This October will be remembered for its skies, I think, especially its cloud races and its fabulous moon. So, let’s begin with some clouds and build up to the moon.

Of course, to many people who live south of us, October in Maine means “Spectacular Fall Foliage!” Well, this year, it was more like a “Pretty Good Fall Foliage.” To be sure, there were spectacular, vibrant colors, but they were scattered for the most part — that tree up there, those leaves here, those berries down there.

Most disappointing were our blueberry fields. They usually cool to the deep red of a hearty Burgundy wine; this year, they mostly reached only the pink of a pleasing rosé:

There also were those trees that we rely on to make a spectacular showing every October, but this year many prematurely released their leaves before I could photograph them:

Nonetheless, October in Maine is much more than colorful leaves. It’s one of the the best times to walk on mosses and fallen leaves in the woods and release their scents, and to take booted steps in fast- moving streams and change the tempo of their music, and to hunt the many mushrooms that suddenly appear in the cool and sometimes wet month. (But don’t eat any of those fungi unless you’re certain they’re edible — especially those that look like the white one below, which is a deadly destroying angel mushroom.)

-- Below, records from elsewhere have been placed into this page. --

PR #543, opened 2024-11-04
Update BaseFold number of queries to 200 according to the recent papers.

yczhangsjtu:
Extracting small PRs from #294

### DIFF
--- a/mpcs/src/basefold/encoding/rs.rs
+++ b/mpcs/src/basefold/encoding/rs.rs
@@ -193,6 +193,15 @@ pub fn coset_fft<E: ExtensionField>(
 pub struct RSCodeDefaultSpec {}
 
 impl RSCodeSpec for RSCodeDefaultSpec {
+    // According to Theorem 1 of paper <BaseFold in the List Decoding Regime>
+    // (https://eprint.iacr.org/2024/1571), the soundness error is bounded by
+    // $O(1/|F|) + (\sqrt{\rho}+\epsilon)^s$
+    // where $s$ is the query complexity and $\epsilon$ is a small value
+    // that can be ignored. So the number of queries can be estimated by
+    // $$
+    // \frac{2\lambda}{-\log\rho}
+    // $$
+    // If we take $\lambda=100$ and $\rho=1/2$, then the number of queries is $200$.
     fn get_number_queries() -> usize {
         200
     }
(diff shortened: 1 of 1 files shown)


mpcs/src/basefold/encoding/rs.rs
```diff
@@ -194,7 +194,7 @@ pub struct RSCodeDefaultSpec {}
 
 impl RSCodeSpec for RSCodeDefaultSpec {
     fn get_number_queries() -> usize {
-        972
+        200
```
kunxian-xia, line 197: Can you put some links or comments here to justify the reduction?

yczhangsjtu: Sure. I'll copy from the original PR.

yczhangsjtu: According to Theorem 1 of paper <BaseFold in the List Decoding Regime> (https://eprint.iacr.org/2024/1571), the soundness error is bounded by $O(1/|F|) + (\sqrt{\rho}+\epsilon)^s$ where $s$ is the query complexity and $\epsilon$ is a small value that can be ignored. So the number of queries can be estimated by

$$
\frac{2\lambda}{-\log\rho}
$$

If we take $\lambda=100$ and $\rho=1/2$, then the number of queries is $200$.

hero78119: Thanks for the change, I will try to verify with quick benchmark and report e2e data here

matthiasgoergens: @yczhangsjtu Could you make that explanation part of the code base, perhaps as a comment?

kunxian-xia (approved):

mpcs/src/basefold/encoding/rs.rs
hero78119: Hi @yczhangsjtu I try run benchmark on 2^20 which involve basefold commit/opening
On ceno server, benchmark result shows no significant change before/after. 
does it fit the expectation, or do you have any benchmark result for that change?
Just double check in case the change actually not take effect

kunxian-xia: We should expect a big reduction of the proof size. @yczhangsjtu Can you give us how much bytes do we saved after applying this PR?

PR #546, opened 2024-11-04
Convert internal immediate through i64

naure:
_Follow-up to #536 _

Consolidate the processing of immediate values into a single `i64` instead of previous `u32` and `bool`.


naure:
@matthiasgoergens The end result is nice, but please double-check all the conversions.

PR #547, opened 2024-11-04
feat : fibonacci with risc-v in zkvm implemented

### LINKED ISSUE #353: Fibonacci program in riscv and zkVM

mahmudsudo:
closes #353

### DIFF
--- a/ceno_zkvm/examples/fibonacci.rs
+++ b/ceno_zkvm/examples/fibonacci.rs
@@ -1,0 +1,139 @@
+use std::{panic, time::Instant};
+
+use ceno_zkvm::{
+    declare_program,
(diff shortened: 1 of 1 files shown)


kunxian-xia:
Unfortunately this is not what we have in mind. We plan to write the fibonacci in Rust and then use ceno's rust toolchain to compile the source to ELF. This will then be proved/verified by ceno prover/verifier.

matthiasgoergens:
> Unfortunately this is not what we have in mind. We want the fibonacci guest program to be written in Rust and then use ceno's rust toolchain to compile the source to ELF. This will then be proved/verified by ceno prover/verifier.

Yes, exactly.  We don't particularly care about Fibonacci, it's just an example of a simple ELF.

lispc:
closed since it is not n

For some of us, there also is the pleasing option here of strolling or driving along lonely country roads on a cool October morning and remembering when we used to commute in big cities:

October also is the month that we say goodbye to some of our wildlife, including musical hermit thrushes that migrate here for the spring and summer, white-faced meadowhawk dragonflies that are born here and will die here, and resident garter snakes that usually go into an underground torpor during the month. This October also was when a resident red squirrel made sure that we read an important reminder that a neighbor has posted.

On the waterfront, the American Eagle cruised into Great Cove in early October, the last of the tourist schooners until next year. The last of the WoodenBoat School fleet went the other way — it was taken out of the Cove and tucked into winter storage during the month.

Meanwhile, our fishing vessels continued to haul lobster traps in the coastal waters and pose for portraits when they were idle. (The lobster industry is facing some difficult challenges these days. We tried to help in October by letting our daughter buy live lobsters and roast them, then serve them to us over linguine in a beurre blanc sauce. It’s tough, but we like to pitch in when needed.)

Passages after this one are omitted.